= Eat Frozen Pork =

Singapore government campaign

The Eat Frozen Pork campaign in Singapore was initiated by the Singapore government in late 1984 as a means of encouraging Singaporeans to partake in frozen, as opposed to fresh, pig meat. Targeted at predominantly Singaporean Chinese, the campaign tied in with the shutting down or relocation of all pig farms in the country. The government's initiative was not considerably successful, with mixed reaction from the people. In 2008 it was brought back and subsumed under the Frozen Meat Public Education Programme.

==Background==
Singapore once had a burgeoning pork industry, which used to yield S$300,000,000 annually. By 1985, there were at least 520 pig farms situated within the island-state, to keep up with the citizens' demand for fresh pork. Most of the consumers were of Chinese ethnicity. However, Singapore's status as a land-scarce nation could not allow for the sheer number of pig farms and thus in mid-1984 the government began closing down or relocating these farms. Stricter sanitation guidelines were also imposed on the farm owners. By 1990, the number of pig farms in Singapore had already been reduced to 22, with neighbouring country Indonesia supplying the majority of the country's fresh pork. To minimise reliance on overseas imports of fresh pork, the government decided to promote an alternative – frozen pork.

==Publicity==
The campaign was officially introduced in November 1984. To promote frozen pork as a healthier and cheaper alternative to fresh pork, island-wide talks on pork were organised and about one million copies of a cookbook dedicated to frozen pork dishes were distributed to the public. Notably, Goh Keng Swee delivered an extensive speech on frozen pork during a parliamentary session in March 1984. Other ad hoc events to promote the campaign included an "Eat Frozen Pork" poster contest and a "roving display" of frozen pork. A "frozen pork hotline" was specially established to give consumers a platform for expressing their thoughts on the frozen meat. The line is now defunct.

==Reception==
The campaign received varied response. A survey conducted by The Sunday Times found that a majority of the citizens were not convinced that frozen pork was as delectable as fresh pork, and opined that the difference in price was negligible. A small percentage of those interviewed were indifferent. According to the Singapore Pork Merchants' Association, about seventy percent of the pork-consuming population preferred fresh to frozen pork at the time of the campaign. The Frozen Pork Hotline was deemed a failed project, with virtually nobody calling it. On the other hand, foreign pork merchants from countries including Australia, New Zealand and the United States were very supportive of the campaign as it would help boost their pork sales.

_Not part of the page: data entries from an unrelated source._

PR #4850, opened 2016-11-16
Remove ClassCallCheck, possibleConstructorReturn in loose mode

hzoo:
| Q                                   | A  
| -----------------------| ---
| Bug fix?                        | 
| Breaking change?        | 
| New feature?                | yes
| Deprecations?              | 
| Spec compliancy?        | 
| Tests added + pass?    | yes
| Fixed tickets                 |
| License                         | MIT
| Doc PR                          | 
| Dependency Changes | 

cc @developit

PR #3527, opened 2016-06-15
Fix class inheritance in IE <=10 (T3041)

danez:
### Problem summary

Internet Explorer 10 and below **do not support** `__proto__` at all, they **don't have** `Object.setPrototypeOf()`, but they **have** `Object.getPrototypeOf()`.

When babel is doing the inheritance it is trying to use `Object.setPrototypeOf()` if this function is available. As mentioned this function isn't available (even with core-js, as also core-js can't polyfill this). In this case the helper falls back to just [set `__proto__`](https://github.com/babel/babel/blob/master/packages/babel-helpers/src/helpers.js#L223) on the object. For IE <=10 this is just some custom property that gets set on the target, with no special meaning.

In the constructor after the inherit helper finished its work, babel [uses `Object.getPrototypeOf()`](https://github.com/babel/babel/blob/master/packages/babel-plugin-transform-es2015-classes/src/vanilla.js#L349) to get the prototype. This is supported by IE, but as babel can't set the prototype on the target, this will just return the base Object-prototype and not the wanted superclass.

### Proposed solution

The solution simply changes the retrieval of the prototype by first trying to get `__proto__` and if not available falling back to `Object.getPrototypeOf()`. This fixes the behavior in IE as babel reads the custom prop `__proto__` that the inherit helper was setting. In all other browsers this should not have any effect, as `__proto__` should be the same as `Object.getPrototypeOf()`.

Does anyone see a problem with this solution? Anything that I maybe have missed?

~~P.S.: I did not yet change any of the tests, as I wanted to get feedback first on the solution.~~

PR #7020, opened 2017-12-12
Add support for extending builtins

### LINKED ISSUE #4480: Native extends breaks HTMLELement, Array, and others
Current Babel transform, when it comes to call the parent

``` js
function _possibleConstructorReturn(self, call) {
  if (!self) {
    throw new ReferenceError("this hasn't been initialised - super() hasn't been called");
  }
  return call && (typeof call === "object" || typeof call === "function") ? call : self;
}
```

It's a way too poor implementation.

If we take the current basic ES6 compat syntax:

``` js
class List extends Array {}
```

We'll realize babel does a bad job.

``` js
var l = new List();
l instanceof List; // false
```

The reason is simple: Babel replace the returns and exit, without caring about userland expectations.

This is how above basic extend should desugar:

``` js
function List() {
  return Object.setPrototypeOf(
    Array.apply(this, arguments),
    List.prototype
  );
}
```

It's a very ad-hoc case for the initial example that currently fails, but it's good enough to understand that inheriting the prototype is the least of the problem.

Indeed, we have 3 ways to do that within a transpiled code:

``` js
// losing the initial prototype
// for polyfilled ES5+ or lower
List.prototype = Object.create(
  Array.prototype,
  {constructor: {
    configurable: true,
    writable: true,
    value: List.prototype
  }}
);

// using a cleaner way
// for ES5+ compliant targets
Object.setPrototypeOf(
  List.prototype,
  Array.prototype
);

// using a cleaner way
// that works well with
// partially polyfilled .setPrototypeOf
List.prototype = Object.setPrototypeOf(
  List.prototype,
  Array.prototype
);
```

Solved the inheritance bit, considering Babel also set the prototype of each constructor,
we need to address cases where a `super` call might "_upgrade_" the current context, like it is for `HTMLELement` or exotic native objects.

``` js
// native ES6 static example
class List extends Array {
  constructor(a, b, c) {
    super(a, b);
    this.push(c);
  }
}
```

Above case should desugar to something like the follwoing:

``` js
function List(a, b, c) {
  // the super bit
  var self = Object.setPrototypeOf(
    Array.call(this, a, b),
    List.prototype
  );
  // the rest with swapped context
  self.push(c);
  // at the end
  return self;
}
```

which is also ad-hoc example code for the previous example.

Considering a transpiler will get the arguments part easily right, this is how previous case could be generically transpiled for arguments used in both constructors:

``` js
// to make it as generic as possible
function Child() {

  // the super call bit desugar to ...
  var
    instance = Object.getPrototypeOf(Child)
        .apply(this, arguments),
    type = instance ? typeof instance : '',
    // if Parent overwrote its default return
    self = (type === 'object' || type === 'function') ?
      // upgrade the instance to reflect Child constructor
      Object.setPrototypeOf(instance, Child.prototype) :
      // otherwise use the current context as is
      this
  ;

  // at this point, the rest of the constructor
  // should use `self` instead of `this`
  self.push(c);

  // and return `self` reference at the end
  return self;
}
```

The last problem is that modern syntax would use [Reflect](https://developer.mozilla.org/en-US/docs/Web/JavaScript/Reference/Global_Objects/Reflect) to create any sort of object, instead of old, ES3 friendly, `.call` or `.apply` way.

Following a past, present, and even future proof approach:

``` js
var
  reConstruct = typeof Reflect === 'object' ?
    Reflect.construct :
    function (Parent, args, Child) {
      return Parent.apply(this, args);
    }
;

function Child() {

  // the super call bit
  var
    instance = reConstruct.call(
      this,
      Object.getPrototypeOf(Child),
      arguments,
      Child
    ),
    type = instance ? typeof instance : '',
    self = (type === 'object' || type === 'function') ?
      Object.setPrototypeOf(instance, Child.prototype) :
      this
  ;

  // the rest of the constructor body
  self.push(c);

  // at the end or instead of empty returns
  return self;
}
```

Above solution would work with userland, exotic, or DOM constructors, and in both native and transpiled engines.

nicolo-ribaudo:
| Fixed Issues?            | Fixes #4480
| Patch: Bug Fix?          | :tada: 
| Major: Breaking Change?  |
| Minor: New Feature?      | Yes maybe?
| Documentation PR         | 
| Any Dependency Changes?  | Yes. I added `globals` to `plugin-transform-classes`, but it should already be in users' node_modules folders because it is used by `@babel/traverse`

This PR adds the helper used by https://github.com/WebReflection/babel-plugin-transform-builtin-classes to `@babel/plugin-transform-classes`.
Browser and ECMAScript builtins are both wrapped with the helper.

---

**OLD MESSAGE**

To make the user-experience as nice as possible, I enabled it *by default* when extending a class defined in the ES specification. If the user wants to extend another class (for example, a DOM class), it can be declared using the `builtins` option.

I hardcoded the list of es classes, but in the future I'd like to ask to the [`globals`](https://github.com/sindresorhus/globals) mantainer if it can be stored in that package (we are already using it in `babel-traverse`).

Last thing, I had to disable [a test](https://github.com/nicolo-ribaudo/babel/blob/3316f8581f9ff278663d8a07367428603afcf50b/packages/babel-preset-es2015/test/fixtures/traceur/Classes/.ClassMethodInheritance.js) and I don't understand why; I'll search the problem tomorrow because now I'm too sleepy.

cc @WebReflection


packages/babel-plugin-transform-classes/README.md
```diff
@@ -119,3 +119,37 @@ class Bar extends Foo {
...
+to be wrapped.
+Babel only recognizes built-in JavaScript functions defined in the ECMAScript
+specification. If you need to extend other classes, you can define them using
+this option.
+
+#### Compatibility
+
+This transformer works on IE11 and every other browser with `Object.setPrototypeOf` or `__proto__` as fallback.
+
+There is **NO IE <= 10 support**. If you need IE <= 10 don't it's recommended to not don't extend natives.
```
WebReflection: wow, I made it super clear there 😂

> If you need IE <= 10 don't it's recommended to not don't extend natives.

Andarist: grammar "to not don't"

nicolo-ribaudo: I removed the `don't use this plugin` bit and screwed it up :laughing:

Andarist:
I have not caught up with the discussion in the other thread - what's the downside of doing inheritance buble-style?
```js
var MyError = (function (Error) {
  function MyError () {
    Error.apply(this, arguments);
  }if ( Error ) MyError.__proto__ = Error;
  MyError.prototype = Object.create( Error && Error.prototype );
  MyError.prototype.constructor = MyError;
  return MyError;
}(Error))
```

Maybe such simpler transform could be used in `loose` mode?

hzoo:
We already changed the loose mode transform to be simpler? https://github.com/babel/babel/pull/4850 unless you mean even more so

nicolo-ribaudo:
@Andarist Some builtins (like `HTMLElement`, which is used when creating custom elements) don't like being `.apply`ed.

```
> HTMLElement.apply({}, [])

Uncaught TypeError: Failed to construct 'HTMLElement': Please use the 'new' operator, this DOM object constructor cannot be called as a function.
    at <anonymous>:1:13
```

WebReflection:
@Andarist **many** constructors won't work there.

`Uint8Array`, as well as `String`, or `HTMLElement` (and every other from DOM) or `CustomEvent` and the list go on for mostly every builtin.

WebReflection:
@nicolo-ribaudo the issue in the test is probably [here](https://github.com/nicolo-ribaudo/babel/blob/3316f8581f9ff278663d8a07367428603afcf50b/packages/babel-preset-es2015/test/fixtures/traceur/Classes/.ClassMethodInheritance.js#L15).

Checking `Object.getPrototypeOf(D) === Object` fails because the patch/fix needs to put [an intermediate constructor in between](https://github.com/WebReflection/babel-plugin-transform-builtin-classes/blob/master/src/index.js#L22-L24).

I think that `assert.equal(Object.getPrototypeOf(D), Object);` should be `assert.isTrue(D instanceof Object);` or, if you want to be sure about the intermediate constructor,  `assert.equal(Object.getPrototypeOf(Object.getPrototypeOf(D)), Object);`

WebReflection:
@nicolo-ribaudo you also flipped the wrap, targeting directly the builtin instead of the declared class. I think that's OK but then you don't need a `WeakMap`, just a `Map`, 'cause there's no way a builtin will suddenly disappear from the engine or it'll be Garbage Collected.

That means that using `Map` you'll have wider compatibility out of the box.

packages/babel-plugin-transform-classes/src/builtin-classes.js
```diff
@@ -0,0 +1,35 @@
...
+  "ArrayBuffer",
+  "Boolean",
+  "DataView",
+  "Date",
+  "Error",
+  "EvalError",
+  "Float32Array",
+  "Float64Array",
+  "Function",
+  "In16Array",
```
TimothyGu: typo

packages/babel-plugin-transform-classes/src/builtin-classes.js
```diff
@@ -0,0 +1,35 @@
...
+  "Int32Array",
+  "Int8Array",
+  "Map",
+  "Number",
+  "Object",
+  "Promise",
+  "Proxy",
```
TimothyGu: Is it worth it to include this here when `Proxy` can't get subclassed anyway?

WebReflection: I don't think it makes any sense to maintain this list manually.

This is what I've used to [include them all](https://github.com/WebReflection/babel-plugin-transform-builtin-classes/blob/master/.babelrc), something you can produce on any browser via:

```js
JSON.stringify(
  Object.getOwnPropertyNames(window)
    .filter(name => /^[A-Z]/.test(name))
    .sort(),
  null,
  '  '
)
```
so that from time to time one can run that again and update the list.

nicolo-ribaudo: I initially did something like this, but then it would include things like `Math`, `Infinity`...
I will ask to include this list in the [Globals](https://github.com/sindresorhus/globals) package.

nicolo-ribaudo:
Thank you all for the quick feedback, they are really appreciated. I'll update the PR tomorrow.

packages/babel-plugin-transform-classes/src/builtin-classes.js
WebReflection: Well, that filter might include typeof “function” too

packages/babel-helpers/src/helpers.js
```diff
@@ -425,6 +425,46 @@ helpers.inheritsLoose = defineHelper(`
...
+    var Constructor, a = [null];
+    a.push.apply(a, args);
+    Constructor = Parent.bind.apply(Parent, a);
+    return _sPO(new Constructor, Class.prototype);
+  };
+
+  var _cache = typeof WeakMap === "function" && new WeakMap();
+
+  export default function _wrapNativeSuper(Class) {
+    if (_cache) {
```
xtuc: Could this check be more explicit? `typeof x === 'undefined'`

packages/babel-plugin-transform-classes/README.md
xtuc: Also not that IE is not official supported by Babel (according to https://github.com/babel/babel/blob/master/doc/design/compiler-environment-support.md)

xtuc: It sounds strange to me, could we reword it to something like:

> We don't recommend to extend native classes under IE (version <= 10) because it can cause undefined behaviors.

packages/babel-helpers/src/helpers.js
```diff
@@ -425,6 +425,46 @@ helpers.inheritsLoose = defineHelper(`
   }
 `);
 
+// Based on https://github.com/WebReflection/babel-plugin-transform-builtin-classes
+helpers.wrapNativeSuper = defineHelper(`
+  var _gPO = Object.getPrototypeOf || function _gPO(o) { return o.__proto__ };
+  var _sPO = Object.setPrototypeOf || function _sPO(o, p) { o.__proto__ = p };
+  var _construct = Reflect.construct || function _construct(Parent, args, Class) {
```
xtuc: Shouldn't we check for Reflect first?

packages/babel-plugin-transform-classes/test/fixtures/extend-builtins/loose/expected.js
```diff
@@ -0,0 +1,23 @@
...
+
+var _gPO = Object.getPrototypeOf || function _gPO(o) { return o.__proto__; };
+
+var _sPO = Object.setPrototypeOf || function _sPO(o, p) { o.__proto__ = p; };
+
+var _construct = Reflect.construct || function _construct(Parent, args, Class) { var Constructor, a = [null]; a.push.apply(a, args); Constructor = Parent.bind.apply(Parent, a); return _sPO(new Constructor(), Class.prototype); };
+
+var _cache = typeof WeakMap === "function" && new WeakMap();
+
+function _wrapNativeSuper(Class) { if (_cache) { if (_cache.has(Class)) return _cache.get(Class); _cache.set(Class, Wrapper); } function Wrapper() {} Wrapper.prototype = Object.create(Class.prototype, { constructor: { value: Wrapper, enumerable: false, writeable: true, configurable: true } }); return _sPO(Wrapper, _sPO(function Super() { return _construct(Class, arguments, _gPO(this).constructor); }, Class)); }
```
Kovensky: Don't need `enumerate: false` (default, and if omitted, core-js/es5-sham can avoid being forced to throw on ES3 engines)

packages/babel-helpers/src/helpers.js
WebReflection: agreed, and original plugin was doing it indeed:
https://github.com/WebReflection/babel-plugin-transform-builtin-classes/blob/master/src/index.js#L8

packages/babel-plugin-transform-classes/test/fixtures/extend-builtins/loose/expected.js
WebReflection: true that it's `false` by default but also true that ES3 engines *should* throw if you extend builtins because ES3 engines are not supported. IE <= 10 is discouraged and that's already mostly ES5

nicolo-ribaudo: The `enumerable: false` is also used by the `_inherits` helper.
Also, ES3 engines don't support `setPrototypeOf`/`__proto__`, so classes won't work in any case.

packages/babel-helpers/src/helpers.js
nicolo-ribaudo: I'll use `(typeof Reflect === "object" && Reflect.construct) || function ...` instead of the ternary (which is used in the original plugin) since someone might only polyfill *some* Reflect methods, so `Reflect.constructor` could be not defined.

packages/babel-plugin-transform-classes/src/builtin-classes.js
```diff
@@ -9,7 +9,7 @@ export default new Set([
   "Float32Array",
   "Float64Array",
   "Function",
```
WebReflection: I'm pretty sure having at least `HTMLElement` in this list by default would make many people happy

nicolo-ribaudo: I'm okay with it, but I'd like to wait for other opinions (since currently Babel is only about ECMAScript, and not about DOM extensions)

WebReflection: I think it's a reasonable exception to the rule, specially considering Babel is used the most for the Web.

packages/babel-plugin-transform-classes/README.md
```diff
@@ -119,3 +119,37 @@ class Bar extends Foo {
 When `Bar.prototype.foo` is defined it triggers the setter on `Foo`. This is a
 case that is very unlikely to appear in production code however it's something
 to keep in mind.
+
+### `builtins`
+
+`Array<string>`, defaults to `[]`.
+
+When extending a native constructor (e.g., `class extends Array {}`), it needs
+to be wrapped.
```
justinfagnani: A couple of changes I'd reccomend:

 * Change "constructor" to "class" (since the key distinction here is constructors that can't be called with `Function.apply`, which are class constructors) and mention a little about w
 * Clarify what needs to be wrapped: the subclass or the native class
 * Add just a little hint on why the wrapper is necessary 

"When extending a native class (e.g., `class extends Array {}`), the native class needs to be wrapped in order to support Babel's emulation of `super()` calls."

packages/babel-plugin-transform-classes/README.md
```diff
@@ -119,3 +119,37 @@ class Bar extends Foo {
...
+Babel only recognizes built-in JavaScript functions defined in the ECMAScript
```
justinfagnani: Does this option override or augment the default list? If it augments, I'd consider making that more clear in the option name.

packages/babel-plugin-transform-classes/src/vanilla.js
```diff
@@ -93,6 +95,12 @@ export default class ClassTransformer {
 
     this.superName = this.node.superClass || t.identifier("Function");
     this.isDerived = !!this.node.superClass;
+
+    const { name } = this.superName;
+    this.extendsNative =
+      this.isDerived &&
+      (builtinClasses.has(name) || customBuiltins.has(name)) &&
```
justinfagnani: What happens when the extension of the native is indirect due to a mixin application? ie:

```js
class MyElement extends PolymerElement(HTMLElement) {}
```

Can we have a way to force the wrapping of a particular set of builtins?

packages/babel-plugin-transform-classes/src/builtin-classes.js
justinfagnani: I would also add `Event` and `CustomEvent`. Considering that these classes aren't wrapped until used, this doesn't seem to add more cost to the transform. I think this transform will be most popular with web components users, so having a useful default seems better to me.

packages/babel-helpers/src/helpers.js
```diff
@@ -425,6 +425,47 @@ helpers.inheritsLoose = defineHelper(`
...
+      var Constructor, a = [null];
+      a.push.apply(a, args);
+      Constructor = Parent.bind.apply(Parent, a);
+      return _sPO(new Constructor, Class.prototype);
+    };
+
+  var _cache = typeof Map === "function" && new Map();
+
+  export default function _wrapNativeSuper(Class) {
+    if (typeof _cache !== "undefined") {
```
justinfagnani: It'd be really nice if this didn't wrap emulated classes which already have callable constructors, like when using the Custom Elements polyfill. In that case `HTMLElement` is callable because the polyfill wraps the native class. Detecting this case would avoid double-wrapping.

It's unfortunately impossible to absolutely detect that a constructor function is callable, but there's an approximation that might be suitable here:

```js
function isNative(ctor) {
  return ctor.toString().indexOf('[native code]') !== -1;
}
```

packages/babel-plugin-transform-classes/src/vanilla.js
WebReflection: an easy work around could be to:
```js
class MyElement extends PolymerElement(class extends HTMLElement {}) {}
```

I don't think it's that simple to handle every time a constructor is passed around and in a meaningful way.

mixins also can be passed around as regular invoke.

I mean ... this is valid code too, right?
```js
const mixed = (E => () => PolymerElement(E))(window['HTMLElement']);
class MyElement extends mixed() {}
```
We need a compromise for common cases and IMO these are not necessarily based on Polymer.

justinfagnani: The most common case in the wild is that `HTMLElement` is extended via mixin application. Without support for that, this transform will be much less used than it could be.

This is why I suggest a way to force wrapping, possibly like:

```json
{
  "plugins": [
    ["@babel/transform-classes", {
      "builtins": [ "HTMLElement" ],
      "forceWrap": [ "HTMLElement" ],
    }]
  ]
}
```

WebReflection: > The most common case in the wild is that HTMLElement is extended via mixin application. 

I'd like to see data about this. I use CE since ever and never used mixins there. It's also worth noticing that Babel supposed to be about ES, not DOM, as previously mentioned.

Every constructor is broken right now so this is already quite a big step forward.

> This is why I suggest a way to force wrapping, possibly like:

I'm a bit confused by the fact you don't want to double wrap polyfills for Custom Elements but you want to force wrap `HTMLElement` which basically means the transpiled code will wrap already that class ...

how does it work? You either force wrap, or you avoid runtime, when happens, the double wrap.

Unless you are thinking about having the polyfill before the transpiled code that uses that constructor ... is that the case?

packages/babel-plugin-transform-classes/test/fixtures/extend-builtins/loose/expected.js
Kovensky: The use of `__proto__` was actually added to the helpers specifically so it would work on ES3 engines that were polyfilled.

The idea was that, even if the engine doesn't support it, as long as we read from `__proto__` first, we're going to get a reference to the relevant constructor, which is all that we need for calling super. static property inheritance will still, of course, be broken.

https://github.com/babel/babel/pull/3527

packages/babel-plugin-transform-classes/src/index.js
```diff
@@ -5,9 +5,22 @@ import nameFunction from "@babel/helper-function-name";
 import { types as t } from "@babel/core";
 
 export default function(api, options) {
-  const { loose } = options;
+  const { loose, builtins } = options;
   const Constructor = loose ? LooseTransformer : VanillaTransformer;
 
+  let customBuiltins;
+  if (builtins) {
```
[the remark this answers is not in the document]
nicolo-ribaudo: It should be `!== undefined`

nicolo-ribaudo:
Currently this PR only wraps globals. After thinking a bit about it, I come to the conclusion that classes defined by the `builtins` option (which would need to be renamed to something like `additionalWrap`) should also work for non-global variables. That would cover, for example https://github.com/babel/babel/issues/7022.

packages/babel-helpers/src/helpers.js
WebReflection: I don't think we need to catch user defined classes with a function called `isNative` ...

packages/babel-plugin-transform-classes/src/vanilla.js
```diff
@@ -61,7 +63,7 @@ const findThisesVisitor = traverse.visitors.merge([
 ]);
 
 export default class ClassTransformer {
-  constructor(path: NodePath, file) {
+  constructor(path: NodePath, file, customBuiltins: Set<string>) {
```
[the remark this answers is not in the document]
nicolo-ribaudo: Unfortunately the only read-only type is `ReadonlyAray`

packages/babel-helpers/src/helpers.js
```diff
@@ -425,6 +425,47 @@ helpers.inheritsLoose = defineHelper(`
   }
 `);
 
+// Based on https://github.com/WebReflection/babel-plugin-transform-builtin-classes
+helpers.wrapNativeSuper = defineHelper(`
+  var _gPO = Object.getPrototypeOf || function _gPO(o) { return o.__proto__ };
```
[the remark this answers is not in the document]
WebReflection: this patch is explicitly incompatible with IE <= 10 where you should *not* extend native builtins

packages/babel-helpers/src/helpers.js
```diff
@@ -425,6 +425,47 @@ helpers.inheritsLoose = defineHelper(`
...
+  var _sPO = Object.setPrototypeOf || function _sPO(o, p) { o.__proto__ = p };
+  var _construct = (typeof Reflect === "object" && Reflect.construct) ||
+    function _construct(Parent, args, Class) {
+      var Constructor, a = [null];
+      a.push.apply(a, args);
+      Constructor = Parent.bind.apply(Parent, a);
+      return _sPO(new Constructor, Class.prototype);
+    };
```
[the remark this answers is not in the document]
WebReflection: > This is definitely outside the scope of this PR

what you say makes sense but please let's not block the shipping of this PR introducing extra, not directly related, discussions, thanks

WebReflection:
@nicolo-ribaudo but isn't the whole purpose of this wrap to fix only the builtins extend? AFAIK there are no private, or user defined classes, that need such work around, right?

nicolo-ribaudo:
You can import an un-transpiled class from an extrnal npm module and extend it with a transpiled class.

---

Also, I opened https://github.com/sindresorhus/globals/issues/126 to remove the list of builtins in this PR. If that issue gets accepted, it probably would also handle every browser builtin.

WebReflection:
> remove the list of builtins in this PR

that lost won't include `HTMLElement` though, unless you grab the `browser` property and filter by comparing `typeof global[key] === 'function' && /^[A-Z]/.test(key)`, right?

packages/babel-helpers/src/helpers.js
nicolo-ribaudo: It wouldn't work, because core-js makes methods "look native". e.g.
https://github.com/zloirock/core-js/blob/16357e4fefa070573a342ef2a5692f30ba4320c6/tests/tests/es6.promise.ls#L9
https://github.com/zloirock/core-js/blob/6e389278357a6296a58155742871ca876dff2bc3/tests/helpers/looks-native.ls

WebReflection: there are here and there Babel specific conventions, like `__esModule = true`, I wonder if it's worth considering a non enumerable, non configurable, `__nativeWrap = true` to explicitly opt out from Babel wraps so that the check would be `builtins.includes(ctor) && !ctor.__nativeWrap`

Simple enough to cover polyfills case.

justinfagnani: @Kovensky:

> This would also catch user-defined classes, but one could then question whether you actually need this transform if you expect to find such a class

It happens, especially in the case where a library is published compiled to npm, and used by an app that's shipping native ES6. We try to discourage distributing compiled code, but we can't control that.

We could indeed add a flag to the polyfill. What we really want is this: https://esdiscuss.org/topic/add-reflect-isconstructor-and-reflect-iscallable

packages/babel-plugin-transform-classes/src/vanilla.js
justinfagnani: The polyfill would load before the compiled code, and so would wrap native HTMLElement to have a working constructor in the first place, otherwise without the polyfill both `new HTMLElement()` and `HTMLElement.apply` fail. So when the polyfill is loaded, the wrapping doesn't need to happen.

Optimally, code would be compiled to "force" wrapping of HTMLElement, even if it can't statically see a direct subclass, but the wrapping would bail if the constructor is callable.

packages/babel-helpers/src/helpers.js
nicolo-ribaudo: I think that this discussion caan be deferred, since it *works* as it is implemented in this PR.
Don't wrap classess without necessity is a possible performance optimization, but for now shipping a working implementation is enough.

nicolo-ribaudo:
@WebReflection Yes. It could be an option (e.g. `builtins: "es" | "browser" | string[]`)

nicolo-ribaudo:
@WebReflection  46325e1 enables wrapping for DOM classes always, since in non-browsers users won't use them anyway.

WebReflection:
makes, sense as it is now

hzoo:
looks good @WebReflection @justinfagnani?

WebReflection:
LGTM

hzoo:
Nice work on following through with this @nicolo-ribaudo and everyone's reviews - good community effort to move this forward finally 😄

nicolo-ribaudo:
:tada:

packages/babel-plugin-transform-classes/README.md
mgol: @xtuc You mean that the compiler doesn't work IE, don't you? I surely hope Babel itself still supports IE...

packages/babel-helpers/src/helpers.js
```diff
@@ -425,6 +425,51 @@ helpers.inheritsLoose = defineHelper(`
   }
 `);
 
+// Based on https://github.com/WebReflection/babel-plugin-transform-builtin-classes
+helpers.wrapNativeSuper = defineHelper(`
+  var _gPO = Object.getPrototypeOf || function _gPO(o) { return o.__proto__ };
+  var _sPO = Object.setPrototypeOf || function _sPO(o, p) { o.__proto__ = p };
```
jridgewell: Bug! This fallback does not return `o`.

nicolo-ribaudo: Whoops, good catch!

packages/babel-helpers/src/helpers.js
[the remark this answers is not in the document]
trusktr: But, if we're writing new code that extends builtins...?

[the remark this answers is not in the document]
WebReflection: then you are responsible to make such code work as expected otherwise you should stop using JavaScript since even `Object` could be overwritten :smile:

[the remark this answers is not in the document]
trusktr: Gotcha, let me stop using JS on my next web app!

trusktr:
How do I use this? I'm in Meteor 1.6.1 which uses Babel 7 `beta.38`. 

I read in the OP,

> If the user wants to extend another class (for example, a DOM class), it can be declared using the `builtins` option.

What does that mean exactly? Can you provide an example?

---

I get an error like this:

```
Uncaught TypeError: Failed to construct 'CustomElement': The result must implement HTMLElement interface
```

Where my app code is like this:

```js
    customElements.define('my-el', class MyEl extends HTMLElement {
        connectedCallback() {
            console.log(' ------ my el!!')
        }
    })
    document.body.appendChild(document.createElement('my-el'))
```

trusktr:
I checked the source,

https://github.com/babel/babel/blob/master/packages/babel-plugin-transform-classes/src/index.js#L8-L14

and I see that `HTMLElement` is included in `globals.browser`, so it should just work?

What `.babelrc` configuration (for a regular Babel build, not Meteor) is needed to make this work?

trusktr:
I made a simple reproduction (using just Babel, no Meteor) showing that I'm using `@babel/plugin-transform-classes` but I still get the above error:

https://github.com/trusktr/babel/tree/issue-7020

It includes the built output in `build/test.js`. Open `test.html` in your browser to see the error.

You can also try `npm i && ./node_modules/.bin/babel test.js -o build/test.js` to build it.

packages/babel-helpers/src/helpers.js
nicolo-ribaudo: I just noticed that this hasn't been fixed in this PR, but it looks like it's fixed now.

The campaign was considered insensitive for ignoring the Muslim population, whose religion forbids the consumption of pork. Publications such as Metropolis Now!, Asiaweek and Traveller, have made facetious statements regarding the campaign.

==Revival==
The campaign to favour frozen pork over fresh pork was revivified in February 2008 and subsumed under the Frozen Meat Public Education Programme, or "Eat Well For Less, Choose Frozen Meat", an effort by the Agri-Food and Veterinary Authority of Singapore (AVA) to raise awareness on frozen meats in general. Since the retooled campaign's introduction, frozen pork sales at various supermarkets have increased significantly and as of September 2013, national frozen pork consumption has risen by approximately 14300 tonnes.